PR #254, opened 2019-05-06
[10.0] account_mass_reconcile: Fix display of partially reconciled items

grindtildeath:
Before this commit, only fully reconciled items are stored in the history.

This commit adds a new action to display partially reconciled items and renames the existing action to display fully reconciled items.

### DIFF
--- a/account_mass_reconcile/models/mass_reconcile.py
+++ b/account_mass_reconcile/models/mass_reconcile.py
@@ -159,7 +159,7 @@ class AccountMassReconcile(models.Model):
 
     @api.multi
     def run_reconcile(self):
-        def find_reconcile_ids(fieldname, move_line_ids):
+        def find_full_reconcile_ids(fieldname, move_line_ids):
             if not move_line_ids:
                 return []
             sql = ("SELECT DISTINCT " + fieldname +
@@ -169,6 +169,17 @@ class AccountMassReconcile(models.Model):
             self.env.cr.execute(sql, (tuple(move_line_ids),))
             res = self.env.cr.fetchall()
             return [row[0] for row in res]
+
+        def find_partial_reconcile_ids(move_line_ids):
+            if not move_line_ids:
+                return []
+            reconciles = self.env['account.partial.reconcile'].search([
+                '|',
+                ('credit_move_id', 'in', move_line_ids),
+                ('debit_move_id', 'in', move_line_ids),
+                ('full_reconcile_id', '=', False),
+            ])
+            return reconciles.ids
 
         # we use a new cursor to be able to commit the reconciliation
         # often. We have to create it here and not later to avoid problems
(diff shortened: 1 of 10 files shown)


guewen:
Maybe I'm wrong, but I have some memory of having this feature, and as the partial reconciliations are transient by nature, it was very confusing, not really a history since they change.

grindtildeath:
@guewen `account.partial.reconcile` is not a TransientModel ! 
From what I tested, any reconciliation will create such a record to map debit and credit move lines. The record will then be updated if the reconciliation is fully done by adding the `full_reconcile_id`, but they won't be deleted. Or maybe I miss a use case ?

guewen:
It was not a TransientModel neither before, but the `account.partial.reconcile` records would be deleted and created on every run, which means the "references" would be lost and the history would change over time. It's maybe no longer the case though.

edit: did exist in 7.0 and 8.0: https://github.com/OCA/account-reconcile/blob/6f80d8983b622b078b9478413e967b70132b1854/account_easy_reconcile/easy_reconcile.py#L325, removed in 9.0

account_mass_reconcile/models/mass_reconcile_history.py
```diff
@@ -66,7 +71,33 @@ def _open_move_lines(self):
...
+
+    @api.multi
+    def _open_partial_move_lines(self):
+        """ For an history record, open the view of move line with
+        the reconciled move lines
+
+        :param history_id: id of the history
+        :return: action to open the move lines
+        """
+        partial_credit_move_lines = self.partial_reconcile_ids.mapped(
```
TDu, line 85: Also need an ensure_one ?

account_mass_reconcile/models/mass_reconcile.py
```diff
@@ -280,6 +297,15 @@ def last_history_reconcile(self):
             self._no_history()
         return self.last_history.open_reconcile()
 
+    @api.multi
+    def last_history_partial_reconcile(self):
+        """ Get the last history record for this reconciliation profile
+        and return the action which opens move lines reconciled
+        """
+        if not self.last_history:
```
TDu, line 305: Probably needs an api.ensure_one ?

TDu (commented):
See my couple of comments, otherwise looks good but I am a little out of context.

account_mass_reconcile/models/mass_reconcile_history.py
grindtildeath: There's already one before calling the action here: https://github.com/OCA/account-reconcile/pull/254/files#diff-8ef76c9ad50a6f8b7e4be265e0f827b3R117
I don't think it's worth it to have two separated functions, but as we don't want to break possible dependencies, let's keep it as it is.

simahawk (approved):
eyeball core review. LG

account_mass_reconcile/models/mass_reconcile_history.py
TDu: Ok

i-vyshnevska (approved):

□ □ □ □ □

**What needs to be done**
Take every line above where "commit" appears and copy it.

**Result of the task**
Before this commit, only fully reconciled items are stored in the history.
This commit adds a new action to display partially reconciled items and renames the existing action to display fully reconciled items.
         # we use a new cursor to be able to commit the reconciliation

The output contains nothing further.